PROBLEM TO WORK ON:
Below are some records. Pull every line that contains the word "needed".

STORED DATA:
=== Section Start ===
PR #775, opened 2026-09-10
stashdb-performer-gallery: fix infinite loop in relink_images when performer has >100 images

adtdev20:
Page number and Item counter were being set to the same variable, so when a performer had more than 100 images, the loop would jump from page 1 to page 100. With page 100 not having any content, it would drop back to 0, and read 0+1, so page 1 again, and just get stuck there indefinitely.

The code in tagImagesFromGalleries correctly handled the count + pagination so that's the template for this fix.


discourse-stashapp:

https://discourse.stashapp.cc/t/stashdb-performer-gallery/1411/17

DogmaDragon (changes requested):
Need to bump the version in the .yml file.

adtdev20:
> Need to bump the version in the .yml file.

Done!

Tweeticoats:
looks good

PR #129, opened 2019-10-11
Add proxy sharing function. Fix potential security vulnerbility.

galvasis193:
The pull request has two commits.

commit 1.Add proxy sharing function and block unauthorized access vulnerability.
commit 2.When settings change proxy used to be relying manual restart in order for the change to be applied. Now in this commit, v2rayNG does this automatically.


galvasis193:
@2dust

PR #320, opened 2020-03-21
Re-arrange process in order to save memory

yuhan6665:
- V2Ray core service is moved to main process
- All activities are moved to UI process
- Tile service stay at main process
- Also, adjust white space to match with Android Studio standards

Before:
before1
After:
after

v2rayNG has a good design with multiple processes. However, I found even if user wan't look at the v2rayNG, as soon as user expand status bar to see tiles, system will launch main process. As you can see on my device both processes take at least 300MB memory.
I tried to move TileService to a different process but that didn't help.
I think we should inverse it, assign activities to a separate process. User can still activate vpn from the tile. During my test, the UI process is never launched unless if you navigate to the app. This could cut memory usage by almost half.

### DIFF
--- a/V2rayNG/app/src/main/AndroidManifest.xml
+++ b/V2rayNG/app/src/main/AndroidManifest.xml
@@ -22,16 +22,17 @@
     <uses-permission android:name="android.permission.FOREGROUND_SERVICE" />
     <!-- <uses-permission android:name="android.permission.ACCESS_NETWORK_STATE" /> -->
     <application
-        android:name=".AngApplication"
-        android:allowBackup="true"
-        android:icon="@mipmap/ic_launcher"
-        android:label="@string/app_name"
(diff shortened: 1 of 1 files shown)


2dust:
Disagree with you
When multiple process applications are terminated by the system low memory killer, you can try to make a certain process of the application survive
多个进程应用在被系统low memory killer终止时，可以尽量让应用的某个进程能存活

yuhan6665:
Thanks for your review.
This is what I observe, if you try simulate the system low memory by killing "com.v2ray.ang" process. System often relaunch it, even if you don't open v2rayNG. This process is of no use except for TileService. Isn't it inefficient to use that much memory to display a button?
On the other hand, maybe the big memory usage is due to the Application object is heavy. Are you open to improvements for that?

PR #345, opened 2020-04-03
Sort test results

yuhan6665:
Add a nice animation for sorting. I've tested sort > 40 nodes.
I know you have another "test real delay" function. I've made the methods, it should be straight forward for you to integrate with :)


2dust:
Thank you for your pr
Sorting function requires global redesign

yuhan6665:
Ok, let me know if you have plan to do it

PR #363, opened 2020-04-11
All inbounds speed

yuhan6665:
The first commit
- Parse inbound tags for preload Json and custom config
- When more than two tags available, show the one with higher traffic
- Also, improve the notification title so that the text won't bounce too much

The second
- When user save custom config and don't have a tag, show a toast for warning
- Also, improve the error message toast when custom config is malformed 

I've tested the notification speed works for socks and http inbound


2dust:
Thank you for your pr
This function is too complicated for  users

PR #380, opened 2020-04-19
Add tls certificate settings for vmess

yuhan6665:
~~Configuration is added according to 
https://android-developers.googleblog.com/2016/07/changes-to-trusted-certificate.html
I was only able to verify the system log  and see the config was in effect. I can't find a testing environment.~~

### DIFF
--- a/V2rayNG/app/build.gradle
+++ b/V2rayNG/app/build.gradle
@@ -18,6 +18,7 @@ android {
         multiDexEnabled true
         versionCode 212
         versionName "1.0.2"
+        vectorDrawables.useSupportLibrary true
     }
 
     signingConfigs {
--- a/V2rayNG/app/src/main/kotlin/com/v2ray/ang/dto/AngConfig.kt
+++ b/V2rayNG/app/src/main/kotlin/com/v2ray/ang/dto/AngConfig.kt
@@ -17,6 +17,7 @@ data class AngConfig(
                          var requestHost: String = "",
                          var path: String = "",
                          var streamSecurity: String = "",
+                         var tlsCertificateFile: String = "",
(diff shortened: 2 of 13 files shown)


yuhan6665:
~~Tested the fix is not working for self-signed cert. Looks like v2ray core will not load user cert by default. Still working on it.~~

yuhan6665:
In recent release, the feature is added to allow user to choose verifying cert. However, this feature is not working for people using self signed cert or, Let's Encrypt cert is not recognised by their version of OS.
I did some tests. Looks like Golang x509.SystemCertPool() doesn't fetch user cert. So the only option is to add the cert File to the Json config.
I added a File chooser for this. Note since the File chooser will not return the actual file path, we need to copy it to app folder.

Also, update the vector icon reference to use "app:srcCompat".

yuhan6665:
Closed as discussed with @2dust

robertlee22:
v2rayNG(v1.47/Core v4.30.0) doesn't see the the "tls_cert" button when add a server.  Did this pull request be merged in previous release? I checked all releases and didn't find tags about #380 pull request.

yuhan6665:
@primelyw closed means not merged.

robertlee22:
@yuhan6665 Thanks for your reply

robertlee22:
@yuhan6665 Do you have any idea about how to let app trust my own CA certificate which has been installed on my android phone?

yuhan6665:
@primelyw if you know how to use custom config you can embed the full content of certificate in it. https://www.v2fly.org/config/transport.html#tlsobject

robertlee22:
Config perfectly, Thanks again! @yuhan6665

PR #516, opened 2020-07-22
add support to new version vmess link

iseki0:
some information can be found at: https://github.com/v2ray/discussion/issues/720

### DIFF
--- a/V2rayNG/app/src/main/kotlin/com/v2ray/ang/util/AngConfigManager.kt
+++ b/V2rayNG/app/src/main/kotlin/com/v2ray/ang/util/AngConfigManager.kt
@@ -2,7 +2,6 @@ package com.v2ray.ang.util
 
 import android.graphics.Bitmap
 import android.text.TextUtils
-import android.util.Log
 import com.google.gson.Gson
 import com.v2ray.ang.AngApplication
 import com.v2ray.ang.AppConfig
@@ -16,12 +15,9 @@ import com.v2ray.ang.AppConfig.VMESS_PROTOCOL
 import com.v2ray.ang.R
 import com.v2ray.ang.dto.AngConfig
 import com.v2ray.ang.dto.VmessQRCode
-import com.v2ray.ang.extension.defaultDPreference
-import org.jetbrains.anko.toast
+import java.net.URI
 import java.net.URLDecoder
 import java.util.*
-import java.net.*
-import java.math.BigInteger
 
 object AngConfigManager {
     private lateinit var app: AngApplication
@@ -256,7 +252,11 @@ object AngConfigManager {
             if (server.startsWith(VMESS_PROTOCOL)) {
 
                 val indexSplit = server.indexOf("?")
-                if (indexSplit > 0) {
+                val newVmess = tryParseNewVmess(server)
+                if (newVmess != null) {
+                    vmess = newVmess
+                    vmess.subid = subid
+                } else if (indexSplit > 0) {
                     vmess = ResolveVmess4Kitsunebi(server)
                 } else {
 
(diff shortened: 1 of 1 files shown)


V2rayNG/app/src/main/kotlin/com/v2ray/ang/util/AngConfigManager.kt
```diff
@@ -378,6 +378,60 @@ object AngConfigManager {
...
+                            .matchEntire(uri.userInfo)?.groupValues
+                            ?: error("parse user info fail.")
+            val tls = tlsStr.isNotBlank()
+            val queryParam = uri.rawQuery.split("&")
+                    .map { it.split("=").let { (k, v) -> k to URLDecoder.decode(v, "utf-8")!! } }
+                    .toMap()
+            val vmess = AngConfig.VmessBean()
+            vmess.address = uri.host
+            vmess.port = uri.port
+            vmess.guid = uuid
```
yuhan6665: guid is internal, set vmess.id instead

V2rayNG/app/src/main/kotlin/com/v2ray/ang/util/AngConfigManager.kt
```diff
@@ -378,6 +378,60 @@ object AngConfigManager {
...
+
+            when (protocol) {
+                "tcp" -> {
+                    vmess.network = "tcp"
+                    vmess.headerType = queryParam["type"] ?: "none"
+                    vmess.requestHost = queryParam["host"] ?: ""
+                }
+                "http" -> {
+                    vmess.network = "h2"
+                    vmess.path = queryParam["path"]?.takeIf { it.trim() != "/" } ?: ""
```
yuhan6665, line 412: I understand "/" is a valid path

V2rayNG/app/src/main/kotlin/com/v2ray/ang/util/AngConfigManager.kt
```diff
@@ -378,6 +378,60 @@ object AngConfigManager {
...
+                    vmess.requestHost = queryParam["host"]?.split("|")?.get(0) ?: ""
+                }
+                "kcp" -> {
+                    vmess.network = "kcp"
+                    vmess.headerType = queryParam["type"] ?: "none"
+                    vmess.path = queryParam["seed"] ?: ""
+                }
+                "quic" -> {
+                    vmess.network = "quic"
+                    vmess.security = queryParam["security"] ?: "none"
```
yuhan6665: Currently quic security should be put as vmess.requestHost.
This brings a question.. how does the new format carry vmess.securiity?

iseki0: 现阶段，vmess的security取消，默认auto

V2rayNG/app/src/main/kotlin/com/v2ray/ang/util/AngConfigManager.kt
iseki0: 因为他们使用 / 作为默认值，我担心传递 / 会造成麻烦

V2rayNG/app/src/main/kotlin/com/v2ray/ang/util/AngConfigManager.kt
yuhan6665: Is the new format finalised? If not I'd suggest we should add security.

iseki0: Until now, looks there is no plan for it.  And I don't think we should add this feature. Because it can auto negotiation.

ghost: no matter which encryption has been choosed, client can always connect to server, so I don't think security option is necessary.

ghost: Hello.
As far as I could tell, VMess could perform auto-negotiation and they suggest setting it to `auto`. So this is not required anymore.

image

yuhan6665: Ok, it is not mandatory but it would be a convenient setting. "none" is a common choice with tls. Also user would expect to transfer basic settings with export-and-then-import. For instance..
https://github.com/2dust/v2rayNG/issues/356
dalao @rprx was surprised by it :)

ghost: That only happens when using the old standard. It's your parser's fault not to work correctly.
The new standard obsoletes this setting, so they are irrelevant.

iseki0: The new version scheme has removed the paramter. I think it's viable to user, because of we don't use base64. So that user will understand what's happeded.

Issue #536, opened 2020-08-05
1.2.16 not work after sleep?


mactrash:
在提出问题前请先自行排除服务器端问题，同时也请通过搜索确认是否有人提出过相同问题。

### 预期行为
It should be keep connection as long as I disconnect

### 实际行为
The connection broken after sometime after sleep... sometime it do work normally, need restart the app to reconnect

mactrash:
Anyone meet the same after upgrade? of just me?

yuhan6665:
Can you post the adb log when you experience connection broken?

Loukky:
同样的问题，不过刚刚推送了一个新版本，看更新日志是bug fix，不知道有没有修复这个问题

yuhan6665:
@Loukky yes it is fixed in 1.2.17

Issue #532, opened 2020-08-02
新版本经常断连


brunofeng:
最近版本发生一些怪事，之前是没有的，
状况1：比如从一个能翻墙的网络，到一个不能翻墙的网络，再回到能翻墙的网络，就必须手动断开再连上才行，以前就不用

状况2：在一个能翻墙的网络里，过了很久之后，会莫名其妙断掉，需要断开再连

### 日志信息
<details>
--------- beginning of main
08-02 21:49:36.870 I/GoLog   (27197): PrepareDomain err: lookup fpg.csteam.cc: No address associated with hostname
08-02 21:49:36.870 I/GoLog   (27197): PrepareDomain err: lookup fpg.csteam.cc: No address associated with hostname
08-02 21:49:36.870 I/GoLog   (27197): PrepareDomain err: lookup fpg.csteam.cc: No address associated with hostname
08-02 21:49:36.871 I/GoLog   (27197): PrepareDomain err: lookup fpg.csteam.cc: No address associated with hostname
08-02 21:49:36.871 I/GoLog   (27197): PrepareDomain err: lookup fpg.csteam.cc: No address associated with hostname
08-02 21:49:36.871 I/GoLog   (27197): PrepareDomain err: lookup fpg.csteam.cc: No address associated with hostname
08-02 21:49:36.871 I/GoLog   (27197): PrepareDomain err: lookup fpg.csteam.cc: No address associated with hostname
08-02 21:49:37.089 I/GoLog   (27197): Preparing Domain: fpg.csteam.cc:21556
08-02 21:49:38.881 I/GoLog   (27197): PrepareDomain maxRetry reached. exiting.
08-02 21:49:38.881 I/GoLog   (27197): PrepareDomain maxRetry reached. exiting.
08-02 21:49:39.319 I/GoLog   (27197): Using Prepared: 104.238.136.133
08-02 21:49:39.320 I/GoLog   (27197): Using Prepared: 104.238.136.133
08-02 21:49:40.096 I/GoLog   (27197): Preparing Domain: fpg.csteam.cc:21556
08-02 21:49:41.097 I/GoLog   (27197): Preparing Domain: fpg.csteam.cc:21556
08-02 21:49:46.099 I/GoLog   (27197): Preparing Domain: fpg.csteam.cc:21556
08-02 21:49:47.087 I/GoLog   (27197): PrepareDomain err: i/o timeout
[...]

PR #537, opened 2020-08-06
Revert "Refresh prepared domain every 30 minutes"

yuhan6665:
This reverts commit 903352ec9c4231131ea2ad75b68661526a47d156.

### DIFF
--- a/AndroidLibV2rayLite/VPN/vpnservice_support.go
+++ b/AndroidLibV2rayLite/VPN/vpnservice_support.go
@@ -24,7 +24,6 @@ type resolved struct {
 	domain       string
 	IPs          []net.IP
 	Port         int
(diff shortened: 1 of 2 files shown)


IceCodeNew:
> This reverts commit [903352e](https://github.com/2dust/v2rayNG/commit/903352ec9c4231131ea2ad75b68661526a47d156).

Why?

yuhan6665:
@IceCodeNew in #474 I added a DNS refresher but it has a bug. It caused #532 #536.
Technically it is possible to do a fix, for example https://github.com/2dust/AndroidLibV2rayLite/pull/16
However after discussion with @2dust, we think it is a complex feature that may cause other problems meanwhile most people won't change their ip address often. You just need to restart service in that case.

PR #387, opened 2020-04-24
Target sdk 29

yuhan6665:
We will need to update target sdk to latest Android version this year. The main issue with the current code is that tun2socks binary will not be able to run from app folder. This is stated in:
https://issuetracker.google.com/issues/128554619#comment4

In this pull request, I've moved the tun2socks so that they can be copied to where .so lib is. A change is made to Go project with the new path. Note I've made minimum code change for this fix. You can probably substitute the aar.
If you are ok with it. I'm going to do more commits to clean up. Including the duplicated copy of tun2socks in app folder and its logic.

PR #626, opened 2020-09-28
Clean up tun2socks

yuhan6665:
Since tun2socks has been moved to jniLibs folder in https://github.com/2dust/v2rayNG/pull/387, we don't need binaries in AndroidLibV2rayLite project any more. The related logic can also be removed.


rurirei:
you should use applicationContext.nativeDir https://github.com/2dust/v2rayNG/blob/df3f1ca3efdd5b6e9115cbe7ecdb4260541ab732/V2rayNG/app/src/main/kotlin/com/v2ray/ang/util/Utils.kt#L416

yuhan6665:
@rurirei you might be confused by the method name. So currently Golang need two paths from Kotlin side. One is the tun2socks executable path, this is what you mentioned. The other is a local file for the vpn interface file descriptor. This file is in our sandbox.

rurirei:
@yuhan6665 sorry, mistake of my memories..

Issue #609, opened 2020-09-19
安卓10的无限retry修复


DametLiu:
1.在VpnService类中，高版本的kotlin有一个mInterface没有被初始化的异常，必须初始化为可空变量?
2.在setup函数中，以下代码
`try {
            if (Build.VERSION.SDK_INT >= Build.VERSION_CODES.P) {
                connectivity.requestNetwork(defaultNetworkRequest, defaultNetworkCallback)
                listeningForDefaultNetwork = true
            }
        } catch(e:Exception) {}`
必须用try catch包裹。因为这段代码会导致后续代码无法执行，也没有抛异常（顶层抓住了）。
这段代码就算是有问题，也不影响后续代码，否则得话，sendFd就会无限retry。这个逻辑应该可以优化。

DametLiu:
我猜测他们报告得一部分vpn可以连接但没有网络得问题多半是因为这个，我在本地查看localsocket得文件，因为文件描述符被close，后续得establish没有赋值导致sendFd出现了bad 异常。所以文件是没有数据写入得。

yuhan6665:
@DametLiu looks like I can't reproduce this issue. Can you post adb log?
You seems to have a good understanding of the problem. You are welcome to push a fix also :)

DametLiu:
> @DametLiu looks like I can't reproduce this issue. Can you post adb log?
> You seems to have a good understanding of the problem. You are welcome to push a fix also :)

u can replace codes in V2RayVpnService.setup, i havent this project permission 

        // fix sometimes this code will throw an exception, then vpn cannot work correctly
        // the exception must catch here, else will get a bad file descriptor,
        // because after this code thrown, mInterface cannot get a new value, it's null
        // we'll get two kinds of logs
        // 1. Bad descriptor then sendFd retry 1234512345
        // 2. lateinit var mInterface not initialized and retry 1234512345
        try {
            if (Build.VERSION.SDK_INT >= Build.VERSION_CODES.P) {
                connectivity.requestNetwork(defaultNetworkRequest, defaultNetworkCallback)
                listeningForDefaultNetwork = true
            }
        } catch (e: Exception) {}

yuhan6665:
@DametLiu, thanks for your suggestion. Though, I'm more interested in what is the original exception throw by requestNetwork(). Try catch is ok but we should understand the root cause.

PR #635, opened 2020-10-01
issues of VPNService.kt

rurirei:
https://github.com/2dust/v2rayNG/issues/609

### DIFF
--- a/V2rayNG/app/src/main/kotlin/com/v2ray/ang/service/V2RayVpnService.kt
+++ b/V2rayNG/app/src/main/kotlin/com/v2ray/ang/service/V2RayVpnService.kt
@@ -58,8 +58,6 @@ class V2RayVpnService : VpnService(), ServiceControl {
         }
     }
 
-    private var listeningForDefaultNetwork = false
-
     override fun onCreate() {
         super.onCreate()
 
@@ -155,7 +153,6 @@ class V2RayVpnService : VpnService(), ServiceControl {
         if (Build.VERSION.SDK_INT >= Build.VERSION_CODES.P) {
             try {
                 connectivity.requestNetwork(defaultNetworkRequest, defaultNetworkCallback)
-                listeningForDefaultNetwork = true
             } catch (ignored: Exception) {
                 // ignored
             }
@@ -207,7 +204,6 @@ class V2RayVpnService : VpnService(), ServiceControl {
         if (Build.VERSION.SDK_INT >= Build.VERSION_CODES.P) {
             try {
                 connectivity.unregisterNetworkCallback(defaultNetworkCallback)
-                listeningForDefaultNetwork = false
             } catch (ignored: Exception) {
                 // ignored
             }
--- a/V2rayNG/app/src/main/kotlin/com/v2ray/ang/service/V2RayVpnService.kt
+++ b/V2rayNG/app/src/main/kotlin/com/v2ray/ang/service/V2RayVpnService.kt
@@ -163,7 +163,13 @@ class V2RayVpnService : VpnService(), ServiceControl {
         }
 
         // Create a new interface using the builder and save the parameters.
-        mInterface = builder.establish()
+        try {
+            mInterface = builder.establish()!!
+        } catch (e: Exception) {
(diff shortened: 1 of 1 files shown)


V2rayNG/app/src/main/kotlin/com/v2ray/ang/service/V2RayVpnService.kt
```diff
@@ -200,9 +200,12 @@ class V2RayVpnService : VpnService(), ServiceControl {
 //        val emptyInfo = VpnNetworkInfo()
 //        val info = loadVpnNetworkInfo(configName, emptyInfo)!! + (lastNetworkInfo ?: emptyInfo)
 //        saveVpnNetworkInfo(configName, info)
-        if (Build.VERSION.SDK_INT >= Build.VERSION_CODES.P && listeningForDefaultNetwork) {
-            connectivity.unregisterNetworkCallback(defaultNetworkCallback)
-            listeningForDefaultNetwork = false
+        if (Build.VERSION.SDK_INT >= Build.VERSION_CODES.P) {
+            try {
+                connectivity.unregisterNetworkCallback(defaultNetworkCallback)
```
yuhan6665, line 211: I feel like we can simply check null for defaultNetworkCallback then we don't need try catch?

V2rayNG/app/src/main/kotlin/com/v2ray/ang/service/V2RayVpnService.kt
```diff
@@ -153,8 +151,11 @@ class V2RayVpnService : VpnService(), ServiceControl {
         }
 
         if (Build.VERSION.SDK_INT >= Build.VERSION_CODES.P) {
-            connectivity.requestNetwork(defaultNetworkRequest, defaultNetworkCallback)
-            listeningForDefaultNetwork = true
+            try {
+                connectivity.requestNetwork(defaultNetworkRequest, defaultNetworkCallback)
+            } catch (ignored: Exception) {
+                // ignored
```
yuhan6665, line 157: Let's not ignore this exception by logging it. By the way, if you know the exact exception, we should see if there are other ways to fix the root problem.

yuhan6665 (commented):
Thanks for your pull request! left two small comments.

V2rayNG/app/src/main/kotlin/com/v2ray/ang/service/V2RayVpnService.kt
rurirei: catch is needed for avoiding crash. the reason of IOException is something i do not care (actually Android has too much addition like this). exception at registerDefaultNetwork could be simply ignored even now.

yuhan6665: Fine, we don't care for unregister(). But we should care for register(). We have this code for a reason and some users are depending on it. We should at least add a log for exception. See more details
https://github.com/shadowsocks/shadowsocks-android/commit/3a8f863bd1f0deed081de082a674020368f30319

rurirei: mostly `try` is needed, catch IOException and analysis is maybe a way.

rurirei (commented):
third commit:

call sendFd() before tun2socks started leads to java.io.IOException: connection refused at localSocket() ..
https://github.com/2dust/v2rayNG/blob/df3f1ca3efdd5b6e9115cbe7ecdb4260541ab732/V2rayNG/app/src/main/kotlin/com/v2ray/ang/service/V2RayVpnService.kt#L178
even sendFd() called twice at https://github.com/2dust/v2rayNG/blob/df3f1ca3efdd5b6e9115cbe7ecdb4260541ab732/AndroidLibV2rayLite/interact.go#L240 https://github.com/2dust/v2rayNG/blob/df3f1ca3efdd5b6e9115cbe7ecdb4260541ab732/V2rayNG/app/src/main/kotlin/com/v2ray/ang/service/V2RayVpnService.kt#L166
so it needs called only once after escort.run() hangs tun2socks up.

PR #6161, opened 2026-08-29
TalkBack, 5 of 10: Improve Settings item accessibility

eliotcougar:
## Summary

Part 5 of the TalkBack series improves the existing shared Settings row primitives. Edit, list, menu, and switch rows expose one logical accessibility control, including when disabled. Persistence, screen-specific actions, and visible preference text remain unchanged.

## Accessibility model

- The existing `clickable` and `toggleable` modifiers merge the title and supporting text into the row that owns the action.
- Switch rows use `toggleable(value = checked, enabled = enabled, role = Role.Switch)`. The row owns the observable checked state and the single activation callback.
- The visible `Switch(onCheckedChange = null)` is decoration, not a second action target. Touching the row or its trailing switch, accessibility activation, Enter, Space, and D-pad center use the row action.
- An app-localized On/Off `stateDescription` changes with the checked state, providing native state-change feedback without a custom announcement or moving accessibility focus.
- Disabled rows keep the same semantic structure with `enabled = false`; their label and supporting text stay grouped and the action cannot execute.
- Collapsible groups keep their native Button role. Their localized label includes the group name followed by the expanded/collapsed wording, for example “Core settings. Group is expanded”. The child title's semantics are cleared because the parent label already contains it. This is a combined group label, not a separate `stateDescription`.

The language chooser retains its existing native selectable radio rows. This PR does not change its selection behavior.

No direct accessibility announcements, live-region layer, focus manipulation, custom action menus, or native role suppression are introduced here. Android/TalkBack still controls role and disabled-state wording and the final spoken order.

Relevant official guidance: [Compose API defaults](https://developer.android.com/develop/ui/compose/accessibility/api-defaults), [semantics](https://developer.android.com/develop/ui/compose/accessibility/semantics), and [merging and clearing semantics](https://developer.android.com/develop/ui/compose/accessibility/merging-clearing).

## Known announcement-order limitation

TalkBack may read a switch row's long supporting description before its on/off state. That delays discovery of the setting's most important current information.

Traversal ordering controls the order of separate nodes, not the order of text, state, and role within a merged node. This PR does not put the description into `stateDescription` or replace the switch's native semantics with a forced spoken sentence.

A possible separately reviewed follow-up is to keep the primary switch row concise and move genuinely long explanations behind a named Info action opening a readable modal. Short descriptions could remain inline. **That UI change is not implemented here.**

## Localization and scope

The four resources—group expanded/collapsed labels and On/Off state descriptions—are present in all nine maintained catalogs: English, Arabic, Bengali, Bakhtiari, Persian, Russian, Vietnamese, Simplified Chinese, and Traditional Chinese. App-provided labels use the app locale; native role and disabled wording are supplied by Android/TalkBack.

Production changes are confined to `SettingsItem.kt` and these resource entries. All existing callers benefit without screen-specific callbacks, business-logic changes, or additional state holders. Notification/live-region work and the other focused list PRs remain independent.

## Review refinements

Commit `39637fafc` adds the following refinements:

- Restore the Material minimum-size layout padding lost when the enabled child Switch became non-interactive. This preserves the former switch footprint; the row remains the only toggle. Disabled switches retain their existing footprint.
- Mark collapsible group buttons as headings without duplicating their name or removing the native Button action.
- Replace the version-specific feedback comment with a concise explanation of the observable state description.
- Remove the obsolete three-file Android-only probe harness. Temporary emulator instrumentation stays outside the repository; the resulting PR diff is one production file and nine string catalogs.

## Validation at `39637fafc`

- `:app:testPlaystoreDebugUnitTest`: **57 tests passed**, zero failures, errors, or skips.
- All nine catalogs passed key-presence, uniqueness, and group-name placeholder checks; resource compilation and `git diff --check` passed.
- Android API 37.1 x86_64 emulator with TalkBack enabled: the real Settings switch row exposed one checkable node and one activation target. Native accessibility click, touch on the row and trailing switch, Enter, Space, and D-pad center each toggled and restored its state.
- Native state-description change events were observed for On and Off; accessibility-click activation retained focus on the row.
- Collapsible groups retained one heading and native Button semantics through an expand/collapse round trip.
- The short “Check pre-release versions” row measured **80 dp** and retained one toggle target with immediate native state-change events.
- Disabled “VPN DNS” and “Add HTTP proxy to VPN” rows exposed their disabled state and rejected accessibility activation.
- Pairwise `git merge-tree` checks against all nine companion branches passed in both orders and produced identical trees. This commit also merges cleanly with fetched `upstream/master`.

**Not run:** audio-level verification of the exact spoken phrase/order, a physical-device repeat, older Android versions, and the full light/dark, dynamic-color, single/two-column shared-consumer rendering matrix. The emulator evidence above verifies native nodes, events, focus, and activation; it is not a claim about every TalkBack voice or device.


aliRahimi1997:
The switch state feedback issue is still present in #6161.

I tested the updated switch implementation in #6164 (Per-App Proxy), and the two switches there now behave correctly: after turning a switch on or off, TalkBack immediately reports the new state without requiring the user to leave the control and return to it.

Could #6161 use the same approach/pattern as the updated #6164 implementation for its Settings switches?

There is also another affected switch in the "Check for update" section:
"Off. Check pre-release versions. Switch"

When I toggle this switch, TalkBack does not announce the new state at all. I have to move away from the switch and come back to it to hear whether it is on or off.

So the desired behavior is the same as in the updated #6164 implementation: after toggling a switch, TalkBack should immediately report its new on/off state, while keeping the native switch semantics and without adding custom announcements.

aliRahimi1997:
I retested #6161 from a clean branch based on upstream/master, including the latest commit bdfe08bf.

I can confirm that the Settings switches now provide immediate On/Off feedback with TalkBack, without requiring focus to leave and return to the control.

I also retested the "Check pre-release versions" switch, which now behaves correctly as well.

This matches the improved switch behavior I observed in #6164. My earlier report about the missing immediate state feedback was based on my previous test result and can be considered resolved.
=== Section End ===
EXERCISE RESULT:
rurirei: catch is needed for avoiding crash. the reason of IOException is something i do not care (actually Android has too much addition like this). exception at registerDefaultNetwork could be simply ignored even now.
rurirei: mostly `try` is needed, catch IOException and analysis is maybe a way.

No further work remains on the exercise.